* [Description of the task]:
Nothing but the lines from the one containing "- Centralized payload filtering logic" through the final line of the listing should appear in the answer, each exactly as written.

* [Data for this exercise]:
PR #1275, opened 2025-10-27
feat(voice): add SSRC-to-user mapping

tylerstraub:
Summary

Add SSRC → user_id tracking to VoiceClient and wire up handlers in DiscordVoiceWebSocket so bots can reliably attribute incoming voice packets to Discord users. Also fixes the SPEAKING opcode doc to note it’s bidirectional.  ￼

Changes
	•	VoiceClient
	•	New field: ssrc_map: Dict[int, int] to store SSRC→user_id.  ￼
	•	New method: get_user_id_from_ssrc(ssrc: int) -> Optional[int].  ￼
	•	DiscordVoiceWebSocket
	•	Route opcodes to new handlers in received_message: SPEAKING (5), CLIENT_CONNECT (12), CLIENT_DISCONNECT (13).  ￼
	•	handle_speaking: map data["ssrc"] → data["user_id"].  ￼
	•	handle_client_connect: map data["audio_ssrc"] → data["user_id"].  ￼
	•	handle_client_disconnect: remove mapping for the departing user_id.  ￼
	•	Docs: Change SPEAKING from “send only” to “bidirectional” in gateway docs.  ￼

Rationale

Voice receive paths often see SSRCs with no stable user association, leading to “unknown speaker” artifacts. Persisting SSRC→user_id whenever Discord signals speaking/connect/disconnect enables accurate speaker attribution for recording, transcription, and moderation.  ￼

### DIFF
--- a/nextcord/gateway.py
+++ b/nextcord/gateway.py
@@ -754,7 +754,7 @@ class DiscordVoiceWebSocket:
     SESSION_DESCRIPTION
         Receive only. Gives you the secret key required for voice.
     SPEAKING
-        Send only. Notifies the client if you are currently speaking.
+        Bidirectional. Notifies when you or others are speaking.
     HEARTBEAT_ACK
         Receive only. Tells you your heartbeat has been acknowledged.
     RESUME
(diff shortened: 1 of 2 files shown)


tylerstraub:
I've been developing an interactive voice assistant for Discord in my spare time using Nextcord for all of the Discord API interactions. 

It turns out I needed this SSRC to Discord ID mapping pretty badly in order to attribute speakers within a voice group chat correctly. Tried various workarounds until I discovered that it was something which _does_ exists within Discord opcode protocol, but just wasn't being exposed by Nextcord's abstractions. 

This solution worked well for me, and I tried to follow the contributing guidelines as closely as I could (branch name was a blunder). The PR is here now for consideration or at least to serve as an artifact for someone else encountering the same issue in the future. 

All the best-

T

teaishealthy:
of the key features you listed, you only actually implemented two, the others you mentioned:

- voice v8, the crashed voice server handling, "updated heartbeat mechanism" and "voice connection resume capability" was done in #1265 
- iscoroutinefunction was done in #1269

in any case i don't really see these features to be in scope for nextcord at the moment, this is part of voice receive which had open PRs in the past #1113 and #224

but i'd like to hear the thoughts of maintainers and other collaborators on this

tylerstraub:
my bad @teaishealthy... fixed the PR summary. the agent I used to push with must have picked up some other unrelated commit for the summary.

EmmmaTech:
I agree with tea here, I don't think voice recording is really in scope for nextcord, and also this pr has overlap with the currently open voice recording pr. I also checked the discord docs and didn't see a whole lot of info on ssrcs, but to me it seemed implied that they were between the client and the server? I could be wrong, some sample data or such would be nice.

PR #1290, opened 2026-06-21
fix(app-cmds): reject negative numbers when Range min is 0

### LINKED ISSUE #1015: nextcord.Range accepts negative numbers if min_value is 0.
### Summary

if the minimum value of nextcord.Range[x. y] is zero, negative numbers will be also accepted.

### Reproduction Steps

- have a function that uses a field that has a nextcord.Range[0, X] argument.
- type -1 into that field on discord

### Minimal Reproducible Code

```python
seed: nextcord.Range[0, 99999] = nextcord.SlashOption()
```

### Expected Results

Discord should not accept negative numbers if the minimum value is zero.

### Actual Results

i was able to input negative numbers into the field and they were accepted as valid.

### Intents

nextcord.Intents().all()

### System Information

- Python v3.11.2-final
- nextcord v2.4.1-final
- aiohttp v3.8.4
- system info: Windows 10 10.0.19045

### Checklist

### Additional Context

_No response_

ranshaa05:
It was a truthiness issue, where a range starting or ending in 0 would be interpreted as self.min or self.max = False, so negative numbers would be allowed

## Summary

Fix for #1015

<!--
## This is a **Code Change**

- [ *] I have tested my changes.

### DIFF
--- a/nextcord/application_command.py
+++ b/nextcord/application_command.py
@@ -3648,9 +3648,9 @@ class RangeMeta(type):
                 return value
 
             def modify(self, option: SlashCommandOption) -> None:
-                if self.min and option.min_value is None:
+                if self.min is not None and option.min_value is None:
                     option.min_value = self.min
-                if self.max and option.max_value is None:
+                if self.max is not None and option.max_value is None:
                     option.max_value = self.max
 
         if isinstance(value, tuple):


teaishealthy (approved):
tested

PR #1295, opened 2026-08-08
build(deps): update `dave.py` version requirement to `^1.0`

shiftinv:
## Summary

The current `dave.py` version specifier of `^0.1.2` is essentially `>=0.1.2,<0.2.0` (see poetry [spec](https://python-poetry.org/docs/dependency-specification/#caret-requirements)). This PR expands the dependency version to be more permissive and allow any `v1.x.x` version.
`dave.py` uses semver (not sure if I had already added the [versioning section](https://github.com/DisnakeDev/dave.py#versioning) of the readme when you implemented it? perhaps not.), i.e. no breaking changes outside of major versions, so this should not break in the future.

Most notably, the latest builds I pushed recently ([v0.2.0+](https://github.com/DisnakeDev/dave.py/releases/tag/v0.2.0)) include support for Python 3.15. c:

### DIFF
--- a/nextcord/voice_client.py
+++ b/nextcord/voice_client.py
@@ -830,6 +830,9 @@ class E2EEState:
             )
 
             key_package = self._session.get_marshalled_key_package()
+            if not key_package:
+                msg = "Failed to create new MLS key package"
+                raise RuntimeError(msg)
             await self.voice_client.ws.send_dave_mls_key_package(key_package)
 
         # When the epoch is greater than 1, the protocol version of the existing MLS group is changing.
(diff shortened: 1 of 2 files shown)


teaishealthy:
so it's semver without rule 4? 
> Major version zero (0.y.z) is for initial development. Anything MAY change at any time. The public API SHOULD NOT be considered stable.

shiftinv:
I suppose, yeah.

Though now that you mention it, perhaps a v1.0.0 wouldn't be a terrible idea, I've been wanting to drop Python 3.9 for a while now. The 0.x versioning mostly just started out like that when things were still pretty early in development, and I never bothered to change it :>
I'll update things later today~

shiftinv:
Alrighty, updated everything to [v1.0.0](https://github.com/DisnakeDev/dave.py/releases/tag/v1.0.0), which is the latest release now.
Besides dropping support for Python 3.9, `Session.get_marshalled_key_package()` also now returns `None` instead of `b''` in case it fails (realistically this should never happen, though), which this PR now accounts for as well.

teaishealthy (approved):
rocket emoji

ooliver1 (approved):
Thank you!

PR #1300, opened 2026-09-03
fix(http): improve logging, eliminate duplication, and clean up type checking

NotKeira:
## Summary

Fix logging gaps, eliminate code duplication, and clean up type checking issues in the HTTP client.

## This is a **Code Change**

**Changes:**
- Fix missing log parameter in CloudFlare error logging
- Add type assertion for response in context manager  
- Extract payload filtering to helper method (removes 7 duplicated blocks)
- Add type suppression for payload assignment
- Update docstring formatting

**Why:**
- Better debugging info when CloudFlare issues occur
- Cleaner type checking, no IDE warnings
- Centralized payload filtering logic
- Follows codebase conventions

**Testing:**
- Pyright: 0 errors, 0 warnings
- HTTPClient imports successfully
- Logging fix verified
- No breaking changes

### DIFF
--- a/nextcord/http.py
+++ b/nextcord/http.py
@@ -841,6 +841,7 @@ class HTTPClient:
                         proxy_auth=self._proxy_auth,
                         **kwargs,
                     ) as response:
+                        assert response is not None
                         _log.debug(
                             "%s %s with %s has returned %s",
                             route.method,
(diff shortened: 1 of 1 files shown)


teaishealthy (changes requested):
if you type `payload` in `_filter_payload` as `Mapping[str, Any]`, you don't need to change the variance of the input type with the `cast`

* [Output of the task]:
- Centralized payload filtering logic
- Follows codebase conventions

**Testing:**
- Pyright: 0 errors, 0 warnings
- HTTPClient imports successfully
- Logging fix verified
- No breaking changes

### DIFF
--- a/nextcord/http.py
+++ b/nextcord/http.py
@@ -841,6 +841,7 @@ class HTTPClient:
                         proxy_auth=self._proxy_auth,
                         **kwargs,
                     ) as response:
+                        assert response is not None
                         _log.debug(
                             "%s %s with %s has returned %s",
                             route.method,
(diff shortened: 1 of 1 files shown)


teaishealthy (changes requested):
if you type `payload` in `_filter_payload` as `Mapping[str, Any]`, you don't need to change the variance of the input type with the `cast`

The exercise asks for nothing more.